- Opening Delimiter -

PR #6582, opened 2020-08-27
Mirroring script: Edge mirrors from both IE AND Chrome at the same time

queengooborg:
This PR refactors the mirroring script, adding new functions (and a few bug fixes), to mirror data for Edge a little bit differently in light of its engine change.  Now, rather than mirroring from just IE or just Chrome, it will mirror the data from _both_ browsers at once.

This includes the addition of a `combineStatements()` function, which takes an array of support statements and combines them down to their simplest form possible.  This will be helpful for future multi-source mirroring to come.  Accordingly, this also provides a structure for multi-source mirroring.

Inspired by #6575.


docs/contributing.md
```diff
@@ -74,18 +74,18 @@ If the feature you're interested in is a JavaScript API, you can cross-reference
...
-| ---------------- | ----------------- |
-| Chrome Android   | Chrome            |
-| Edge             | Internet Explorer |
-| Firefox Android  | Firefox           |
-| Opera            | Chrome            |
-| Opera Android    | Chrome Android    |
-| Safari iOS       | Safari            |
-| Samsung Internet | Chrome Android    |
-| WebView          | Chrome Android    |
+The <browser> argument is the destination browser that values will be copied to. The script automatically determines what browser to copy from based upon the destination (see table below), but manual specification is possible through the `--source=""` argument. (Mirroring data for Edge ignores this argument.)
```
foolip, line 77: Where is the "Mirroring data for Edge ignores this argument" bit in the implementation? I can't spot it, but in any case I don't think that's the behavior we should have. Let's have `--source` override the special mirroring logic for Edge if it's used. (If it's a no-op, it would be better to have the command fail with an error message.)

scripts/mirror.js
```diff
@@ -219,71 +219,61 @@ const bumpChromeAndroid = (originalData, sourceData, source) => {
...
-    if (sourceData.notes) {
-      newData.notes = updateNotes(
-        sourceData.notes,
-        /Internet Explorer/g,
-        'Edge',
-      );
-    }
-  } else if (source == 'chrome') {
-    newData = originalData == undefined ? sourceData : originalData;
+  if (ieData.version_removed && ieData.version_removed !== null) {
```
foolip, line 231: There's a bug here. Running `npm run mirror -- --m always edge` throws "TypeError: Cannot read property 'version_removed' of undefined" on this line. Seems like it's failing in webextensions/api/alarms.json where there is no IE data.

foolip:
I tried running `npm run mirror -- --m always edge` (with workaround for a bug in `bumpEdge` added) and then `git diff | grep '^+ ' | sed 's/^+ *//;s/,$//' | sort | uniq -c | sort -nr`  to see what kinds of changes this is mostly making.

It looks pretty reasonable, but it makes me suspect there are fixes that would improve this a lot. Most of the changes are adding "≤79", and very few "79" are added. There should be *lots* of APIs the data says was not in IE but was in Chrome ≤79, and where the value should be set to "79". The first cases in the diff of this is AbortController.json. Can you experiment with checking for false in the IE data, if that's not already being done?

Then there are lots of nulls being added. Sometimes that makes sense, if it was added in Edge 12-18 then obviously we can't infer the data from IE+Chrome. There are so many nulls that I suspect that there is still some bug here, but I've failed to find an incorrect change by skimming through the diffs. I can take another look after the PR has been updated.

scripts/mirror.js
```diff
@@ -219,71 +219,61 @@ const bumpChromeAndroid = (originalData, sourceData, source) => {
...
-const bumpEdge = (originalData, sourceData, source) => {
-  let newData = {};
-
-  if (source == 'ie') {
-    if (sourceData.version_removed && sourceData.version_removed !== null) {
-      newData.version_added = false;
-    } else if (sourceData.version_added !== null) {
-      newData.version_added = sourceData.version_added ? '12' : null;
-    }
+const bumpEdge = comp => {
```
foolip, line 225: Can you call this `data` instead? The compat statement objects are mostly called that in this file, and `comp` is more easily misread is being a comparator, like for a sort. (Not a misunderstanding that would stick for long, of course.)

scripts/mirror.js
```diff
@@ -219,71 +219,61 @@ const bumpChromeAndroid = (originalData, sourceData, source) => {
...
+  let newData = comp['edge'];
```
foolip, line 226: Assigning the same object to `newData` and `originalData` can't be right. Should `newData` be an empty object, or a copy of `comp['edge']`?

scripts/mirror.js
foolip, line 231:
```suggestion
  if (ieData.version_removed !== null) {
```

This is an equivalent check. But it still looks a bit funny. Should it be `ieData.version_added && !ie_data.removed_removed`?

scripts/mirror.js
```diff
@@ -219,71 +219,61 @@ const bumpChromeAndroid = (originalData, sourceData, source) => {
...
+    newData.version_added = ieData.version_added ? '12' : null;
+  }
 
-    let chromeFalse =
-      sourceData.version_added === false ||
-      sourceData.version_removed !== undefined;
-    let chromeNull = sourceData.version_added === null;
+  let chromeFalse =
+    chromeData.version_added === false ||
+    chromeData.version_removed !== undefined;
```
foolip, line 239: This bit makes me wonder what happens for a feature behind a flag. This script doesn't seem to handle flags at all. The data for Edge seems to mostly have flags copied, but it seems to me there's still a but waiting here: if the feature was added behind a flag in Chrome, `chromeFalse` will still end up false here, and we'll mark it as supported in Edge. I've verified this by modifying Bluetooth.json locally.

I think we'll need a step where support statements are pre-processed to apply flags, alternative_name, and perhaps more.

It's fine to do that in a follow-up though, it's a generic problem, not specific to mirroring Edge.

scripts/mirror.js
```diff
@@ -219,71 +219,61 @@ const bumpChromeAndroid = (originalData, sourceData, source) => {
...
-            if (originalData.version_added == false) {
-              newData.version_added = '79';
-            } else if (originalData.version_added == null) {
-              newData.version_added = '≤79';
-            }
-          } else {
-            newData.version_added == sourceData.version_added;
+  if (originalData === undefined) {
+    newData.version_added = chromeFalse ? false : chromeNull ? null : '≤79';
+  } else {
```
foolip, line 244: You can turn this into an `else if` and save some indentation in the following.

scripts/mirror.js
```diff
@@ -219,71 +219,61 @@ const bumpChromeAndroid = (originalData, sourceData, source) => {
...
-            Number(sourceData.version_added) <= 79
-          ) {
-            if (originalData.version_added == false) {
-              newData.version_added = '79';
-            } else if (originalData.version_added == null) {
-              newData.version_added = '≤79';
-            }
-          } else {
-            newData.version_added == sourceData.version_added;
+  if (originalData === undefined) {
```
foolip, line 242: In my testing `originalData === undefined` never happens. It was assigned to an object above...

scripts/mirror.js
```diff
@@ -219,71 +219,61 @@ const bumpChromeAndroid = (originalData, sourceData, source) => {
...
+    newData.version_added = chromeFalse ? false : chromeNull ? null : '≤79';
+  } else {
+    if (!chromeFalse && !chromeNull) {
+      if (originalData.version_added == true) {
```
foolip, line 246: Looking at the original data doesn't quite make sense together with `--m always`. Should this code not derive a statement from IE + Chrome, then use the command line argument to decide whether or not to update?

scripts/mirror.js
```diff
@@ -219,71 +219,61 @@ const bumpChromeAndroid = (originalData, sourceData, source) => {
...
+        newData.version_added = '≤18';
+      } else {
+        if (
+          chromeData.version_added == true ||
```
foolip, line 250: Increasingly, I think version_added true for Chrome means we don't know enough. What we *could* infer if Chrome is true and IE is false is really "≥79", but that's not an option. In the absence of that, I think we just have to set Edge to true as well?

scripts/mirror.js
```diff
@@ -527,9 +514,6 @@ const bumpVersion = (data, destination, source, originalData) => {
       case 'chrome_android':
         bumpFunction = bumpChromeAndroid;
         break;
-      case 'edge':
```
foolip, line 530: This dispatch was kinda nice though. I think we can keep it by doing `bumpFunction = () => bumpEdge(extra, stuff, here)` and then avoid special-casing Edge below.

This is a bit it would be good to have @ddbeck check out, though.

foolip (commented):
Sweet stuff! I have a lot of comments, but that's not because it ain't sweet :)

docs/contributing.md
vinyldarkscratch: Actually, thinking about it, maybe we should remove this argument entirely?  In all honesty, the sole purpose of this argument was to allow for mirroring in Edge from either IE or Chrome -- it's an argument that's not exactly well-supported and allows for mirroring across different engines.  We wouldn't want to encourage someone trying to mirror Internet Explorer's data onto Safari, for example.

scripts/mirror.js
vinyldarkscratch: I think we should do this in a follow-up, considering that it's a problem that applies to all browsers.

scripts/mirror.js
vinyldarkscratch: I'm happy to do this, but I'm thinking it would be better to follow this up in another PR, since it involves a bit more of a rewrite than I feel comfortable with in this PR.

foolip: Hmm, I see, it's because the argument for `bumpEdge` isn't available here, right?

scripts/mirror.js
foolip: Yep! Can you file an issue for that?

docs/contributing.md
foolip: I've never used it, so I wouldn't mind. It does seem a little bit plausible that someone might want to mirror Opera to Opera Android instead of using Chrome Android, in case a feature was added (or removed) from both. I'll defer to @ddbeck on whether this should stay or not.

scripts/mirror.js
vinyldarkscratch: I removed my earlier comment because I realized there actually __is__ a way to work it back in!  😅

scripts/mirror.js
```diff
@@ -219,55 +219,54 @@ const bumpChromeAndroid = (originalData, sourceData, source) => {
 };
 
 /**
- * @param {SupportStatement} comp
+ * @param {SupportStatement} compData
```
foolip, line 222:
```suggestion
 * @param {SupportStatement} originalData
```

scripts/mirror.js
vinyldarkscratch: Filed as #6625!

docs/contributing.md
foolip: Resolved by commit d6a5b11af19cb22f0726f49c34bcbd550a60deec.

foolip:
@vinyldarkscratch is this ready for final review now? It would be good to first verify that the mirror script still produces exactly the same changes for all other browsers, with/without `--source` and with/without `--modify=always`. It would also be good to review a diff of what the mirroring script would do for Edge before and after these changes, to see that there aren't any large regressions.

foolip:
@vinyldarkscratch can you ping me when you'd like review of this again?

vinyldarkscratch:
This is all good to go now, yep!

alshamiri5 (approved):

foolip:
Oops, I didn't notice I was pinged for review two weeks ago :)

foolip:
I tried running `npm run mirror -- --modify=always edge` but some of the suggested changes don't seem right. For example, in api/AbortController.json, version_added is being set to false, even though it was in Chrome 66. The right answer if ignoring the existing data should be "79". (It not using `--modify=always` it isn't modified.)

@vinyldarkscratch can you tweak the script until the output when using `--modify=always` is reasonable when spot checking?

vinyldarkscratch:
This is all ready to go; everything's been double-checked for functionality.  I would love to get this PR merged sooner than later, as it paves the way for two new PRs I have planned (one that fixes the WebView mirroring, another that has Opera Android account for data from both Opera Presto and Chrome Android).

scripts/mirror.js
```diff
@@ -220,70 +218,59 @@ const bumpChromeAndroid = (originalData, sourceData, source) => {
...
- * @param {SupportStatement} sourceData
- * @param {string} source
+ * @param {SupportStatement} chromeData
+ * @param {SupportStatement} ieData
  * @returns {SupportStatement}
  */
-const bumpEdge = (originalData, sourceData, source) => {
-  let newData = {};
+const bumpEdge = (originalData, chromeData, ieData) => {
+  let newData = copyStatement(originalData);
```
foolip, line 226: There's a bug here, or in `copyStatement`, which I don't think is really new, but it didn't manifest before. If you run `npm run mirror -- edge --modify=bool`, this change will be produced:

```diff
--- a/css/selectors/file-selector-button.json
+++ b/css/selectors/file-selector-button.json
@@ -26,11 +26,24 @@
             ],
             "edge": [
               {
+                "0": {
+                  "version_added": false
+                },
+                "1": {
+                  "version_added": "79",
+                  "alternative_name": "::-webkit-file-upload-button"
+                },
                 "version_added": false
               },
               {
-                "version_added": "79",
-                "alternative_name": "::-webkit-file-upload-button"
+                "0": {
+                  "version_added": false
+                },
+                "1": {
+                  "version_added": "79",
+                  "alternative_name": "::-webkit-file-upload-button"
+                },
+                "version_added": "79"
               }
             ],
             "firefox": {
```

It looks like Chrome's array of support statements is being treated as a single support statement, with broken results. It seems to me this might also be happening for other uses of `copyStatement`, but for this PR it's important to at least not regress what `npm run mirror` does.

foolip (commented):
Sorry I left this sitting for months! I've taken another look and tried it a bit myself, unfortunately found a bug in need of fixing.

scripts/mirror.js
vinyldarkscratch: I don't know why it took me this long to finally get a fix out, especially one so easy.  Probably just needed a fresh pair of eyes...  Anyways, this is all fixed and ready to go!

scripts/mirror.js
```diff
@@ -223,6 +223,10 @@ const bumpChromeAndroid = (originalData, sourceData, source) => {
  * @returns {SupportStatement}
  */
 const bumpEdge = (originalData, chromeData, ieData) => {
+  if (Array.isArray(originalData)) {
+    return originalData.map(d => bumpEdge(d));
```
foolip, line 227: What about the `chromeData` and `ieData` arguments in this case? If they're arrays, should the data be used? How about if they're not arrays? Just ignoring the data seems odd, although I don't remember now how any of this works :)

scripts/mirror.js
```diff
@@ -220,70 +218,63 @@ const bumpChromeAndroid = (originalData, sourceData, source) => {
...
-            newData.version_added == sourceData.version_added;
-          }
-        }
-      } else if (chromeFalse) {
-        if (originalData.version_added && !originalData.version_removed) {
-          newData.version_removed = '79';
-        }
+  let chromeFalse =
+    chromeData.version_added === false ||
+    chromeData.version_removed !== undefined;
```
foolip, line 242: Could this be `chromeData.version_removed || chromeData.version_added === false`, more like the `ieData` case above?

scripts/mirror.js
```diff
@@ -220,70 +218,62 @@ const bumpChromeAndroid = (originalData, sourceData, source) => {
...
-    }
+  let newData = copyStatement(originalData);
 
-    if (sourceData.notes) {
-      newData.notes = updateNotes(
-        sourceData.notes,
-        /Internet Explorer/g,
-        'Edge',
-      );
+  if (ieData) {
```
foolip, line 232: `ieData` can be an array here, verified by adding an assert. Can you explicitly handle that case, even if it's by bailing and doing nothing?

scripts/mirror.js
```diff
@@ -220,70 +218,62 @@ const bumpChromeAndroid = (originalData, sourceData, source) => {
...
-          } else {
-            newData.version_added == sourceData.version_added;
-          }
-        }
-      } else if (chromeFalse) {
-        if (originalData.version_added && !originalData.version_removed) {
-          newData.version_removed = '79';
-        }
+  let chromeFalse =
+    chromeData.version_removed || chromeData.version_added === false;
```
foolip, line 241: It should be possible that `chromeData` is an array here, but adding an assert I don't see it happening. Can it happen, and if so can you handle it?

scripts/mirror.js
```diff
@@ -220,70 +218,62 @@ const bumpChromeAndroid = (originalData, sourceData, source) => {
...
-      newData.notes = updateNotes(
-        sourceData.notes,
-        /Internet Explorer/g,
-        'Edge',
-      );
+  if (ieData) {
+    if (ieData.version_removed || ieData.version_added === false) {
+      newData.version_added = false;
+    } else if (ieData.version_added) {
+      newData.version_added = ieData.version_added ? '12' : null;
```
foolip, line 236:
```suggestion
      newData.version_added = '12';
```

`ieData.version_added` is always truthy here.

scripts/mirror.js
```diff
@@ -220,70 +218,62 @@ const bumpChromeAndroid = (originalData, sourceData, source) => {
...
-        if (originalData.version_added && !originalData.version_removed) {
-          newData.version_removed = '79';
-        }
+  let chromeFalse =
+    chromeData.version_removed || chromeData.version_added === false;
+  let chromeNull = chromeData.version_added === null;
+
+  if (!chromeFalse && !chromeNull) {
+    if (originalData.version_added === true) {
+      newData.version_added = '≤18';
```
foolip, line 246: This is an existing condition, but it doesn't make sense to me. If the original data was true, and Chrome is neither false nor null, then I don't think anything at all follows, that depends on what the Chrome data is.

Can you find a case where this branch is taken and see if it actually makes sense there? I'm skeptical :)

scripts/mirror.js
```diff
@@ -220,70 +218,62 @@ const bumpChromeAndroid = (originalData, sourceData, source) => {
...
+    } else if (chromeData.version_added === true) {
+      newData.version_added = true;
+    } else if (Number(chromeData.version_added) <= 79) {
+      if (
+        originalData.version_added === false ||
+        newData.version_added === false
```
foolip, line 252: OK, so `newData.version_added === false` can happen here if it was set to false because it wasn't in IE. This makes sense, but took some pondering to understand :)

A comment for each case would be nice, but I won't insist on it.

scripts/mirror.js
```diff
@@ -220,70 +218,62 @@ const bumpChromeAndroid = (originalData, sourceData, source) => {
...
       }
+    } else {
+      newData.version_added = chromeData.version_added;
     }
+  } else if (chromeFalse) {
+    if (originalData.version_added && !originalData.version_removed) {
+      newData.version_removed = '79';
+    }
+  } else if (chromeNull) {
+    newData.version_added = null;
```
foolip, line 266: There soon won't be any null Chrome values, but can't this case end up overwriting non-null data sourced from IE? Is it needed?

foolip (changes requested):
This is pretty close to done I think, let's get it across the finish line!

scripts/mirror.js
vinyldarkscratch: I've just pushed a commit that includes something that solves this issue and beyond!

scripts/mirror.js
vinyldarkscratch: This is for if Chrome is `true`, though the way the code is structured doesn't help with legibility.  Fixing that up!

scripts/mirror.js
vinyldarkscratch: I've made some changes which will prevent this from occurring!

vinyldarkscratch:
Got an improved structure for multi-source mirroring put into place!  I think this is all ready to go now!

scripts/mirror.js
```diff
@@ -219,74 +280,93 @@ const bumpChromeAndroid = (originalData, sourceData, source) => {
...
+      newData.push(bumpEdgeFromIE(ieData));
     }
   }
 
-  return newData;
+  if (chromeData) {
+    if (Array.isArray(chromeData)) {
+      newData += chromeData.map(d => bumpEdgeFromChrome(d, originalData));
+    } else {
+      newData.push(bumpEdgeFromChrome(chromeData, originalData));
```
foolip, line 365: If you run `npm run -- mirror edge -m always` an exception will be thrown here: "newData.push is not a function"

scripts/mirror.js
```diff
@@ -219,74 +280,93 @@ const bumpChromeAndroid = (originalData, sourceData, source) => {
...
+    return originalData.map(d => bumpEdge(d, chromeData, ieData));
+  }
 
-    if (newNotes) {
-      newData.notes = newNotes;
+  let newData = [];
+
+  if (ieData) {
+    if (Array.isArray(ieData)) {
+      newData += ieData.map(d => bumpEdgeFromIE(d));
```
foolip, line 355: This and the the similar branch won't work, arrays can't be extended like this in JS.

foolip (commented):
Found some bugs. It would be good to try running the script with all permutations of arguments and seeing if the result always makes sense, passes the lint, and whatever else can be easily checked.

scripts/mirror.js
vinyldarkscratch: Ah, right, sometimes I forget Python and JavaScript are two separate languages.  :P

foolip: Me too :)

foolip:
@vinyldarkscratch have you tried running without various arguments to see what kinds of changes are made? Can you summarize for ease of review?

foolip:
@teoli2003 ran into the fact that Edge is mirrored only from IE in https://github.com/mdn/browser-compat-data/pull/11063#discussion_r653635715 so I have a renewed desire to get this landed :)

vinyldarkscratch:
Running the mirroring script now without arguments (other than `edge` of course), I've noticed a few cases that may still need to be resolved.  Looking at the [generated diff](https://github.com/mdn/browser-compat-data/files/6735831/mirror.diff.txt), these include:

- IE is `false`, Chrome is `null` -> Edge becomes `false` (should be `null`)
- IE is truthy, Chrome has a `version_added` and `version_removed` -> Edge becomes multi-statement and Chrome's versions don't get bumped

vinyldarkscratch:
Alright, this is now ready to go, I'm happy to say!  All the major bugs have been worked out, and I'm confident in the results yielded by this script now!

scripts/mirror.js
```diff
@@ -187,13 +183,91 @@ const copyStatement = data => {
...
+  const ignored_keys = ['version_added', 'notes'];
+
+  let flattenedData = data.flat(2);
+  let sections = {};
+  let newData = [];
+
+  for (const d of flattenedData) {
+    let key = Object.keys(d)
+      .filter(k => !ignored_keys.includes(k))
+      .join('');
```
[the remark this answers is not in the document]
queengooborg: This `key` parameter here is to make sure that multiple statements with the same set of keys are properly merged, so this is fine!  Joining them together just makes it a little easier to work with.

queengooborg:
I mentioned this during our last meeting -- although there are still some unresolved comments, I feel this is ready enough to merge now, and then any more changes can be followed up later.  This PR's blocking some other mirroring updates, and I think it's ready enough to use!

foolip:
@queengooborg I just tried `npm run mirror -- -m bool edge` and that throws "TypeError: Invalid argument expected string". Can you check that out?

queengooborg:
Slight logic problem, fixed now though!

foolip:
`npm run mirror -- -m bool edge` now removes notes which it didn't do before. Example:
```diff
--- a/api/CSSStyleDeclaration.json
+++ b/api/CSSStyleDeclaration.json
@@ -163,8 +163,7 @@
               "notes": "See <a href='https://crbug.com/331608'>bug 331608</a>."
             },
             "edge": {
-              "version_added": false,
-              "notes": "See <a href='https://crbug.com/331608'>bug 331608</a>."
+              "version_added": false
             },
             "firefox": {
               "version_added": "1",
```

foolip:
I'm trying to figure out how the Edge team could use this script after each Edge release to keep the data up-to-date, after a discussion with @Reezaali last week.

Unfortunately, the script is going to make incorrect changes based on things that were in IE but were removed in Edge 12. The natural way to avoid that would be `--source chrome`, but that doesn't work now, and `npm run mirror -- --source chrome -m bool edge` prints this warning:

> Warning: Edge does not support --source parameter.

@queengooborg that did work previously. Is there an alternative command that would be suitable for running for every release now?

queengooborg:
I was going to suggest the `--target_version` parameter but looking through the code I realize that's not a thing yet... :D  I have a PR open, #6170, that adds that functionality in -- it's created specifically for the purpose of mirroring data for a new release for Samsung Internet, Opera, and now Edge!

queengooborg:
Even if we might be considering removing Internet Explorer, I'd still like to get this landed as it provides important infrastructure changes to this script that I definitely expect us to use for other browsers as well.

foolip:
@queengooborg I just tried `npm run mirror -- -m bool edge` again and it's making many changes that don't pass the lint. Two of them are:

```diff
--- a/api/Document.json
+++ b/api/Document.json
@@ -4946,9 +4946,7 @@
             "chrome_android": {
               "version_added": false
             },
-            "edge": {
-              "version_added": false
-            },
+            "edge": [],
             "firefox": {
               "version_added": false
             },

```

```diff
--- a/webextensions/manifest/manifest_version.json
+++ b/webextensions/manifest/manifest_version.json
@@ -33,9 +33,7 @@
                 "version_added": "4",
                 "version_removed": "21"
               },
-              "edge": {
-                "version_added": false
-              },
+              "edge": {},
               "firefox": {
                 "version_added": false
               },
```

Running `npm run mirror -- -m always edge` also makes changes that don't pass the lint, like this one:

```diff
--- a/svg/elements/discard.json
+++ b/svg/elements/discard.json
@@ -15,7 +15,7 @@
               "version_removed": "81"
             },
             "edge": {
-              "version_added": "79",
+              "version_added": "34",
               "version_removed": "81"
             },
             "firefox": {
```

Some manual fixing after running the script is expected, but the above seem like errors the script should be able to avoid.

foolip:
So what should we do with Edge mirroring?

I think that with https://github.com/mdn/browser-compat-data/issues/15083 we will not want to supporting mirroring from both IE and Chrome, but just Chrome. I would really prefer to make that same change here, so that we can reuse more of the code.

queengooborg:
> I think that with #15083 we will not want to supporting mirroring from both IE and Chrome, but just Chrome.

I opened up #16130 to change the default to Chrome, which should help with #15083!

queengooborg:
I just fixed up the logic in regards to those three odd statements, and I have confirmed they don't negatively impact other statements as well!

foolip:
I've tried `npm run mirror -- -m always edge` again, now it throws with an error.

It seems like the approach here is very brittle since there are new kinds of errors with each iteration. Can we simplify this to supporting mirroring from IE _or_ Chrome, not both at the same time? In other words, support `--source`, and have it default to Chrome.

Then it would be straightforward to review the changes that `npm run mirror -- --source ie edge` would make, and after that we could pretty much forget about that code path.

queengooborg:
I just pushed a few changes that allow for selecting a source for Edge, and fixed the error I think you might've experienced!  I still have the dual browsers selected as the default for mirroring, but a `--source` argument is now allowed once again, though this time with a validation to ensure it's only one of three options we've scripted.

queengooborg:
Made the default as just `chrome` now actually, with build-time mirroring coming up it's less likely that we'll want to mirror IE data.

OrToR-KJM:
내 Galaxy에서 보냄
-------- 원본 이메일 --------발신: queengooborg ***@***.***> 날짜: 22/5/18  15:50  (GMT+09:00) 받은 사람: mdn/browser-compat-data ***@***.***> 참조: Subscribed ***@***.***> 제목: Re: [mdn/browser-compat-data] Mirroring script: Edge mirrors from both IE AND Chrome at the same time (#6582) 
Merged #6582 into main.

- Closing Delimiter -

Please show every line of the records that holds the word "manifest".

foolip, line 226: There's a bug here, or in `copyStatement`, which I don't think is really new, but it didn't manifest before. If you run `npm run mirror -- edge --modify=bool`, this change will be produced:
--- a/webextensions/manifest/manifest_version.json
+++ b/webextensions/manifest/manifest_version.json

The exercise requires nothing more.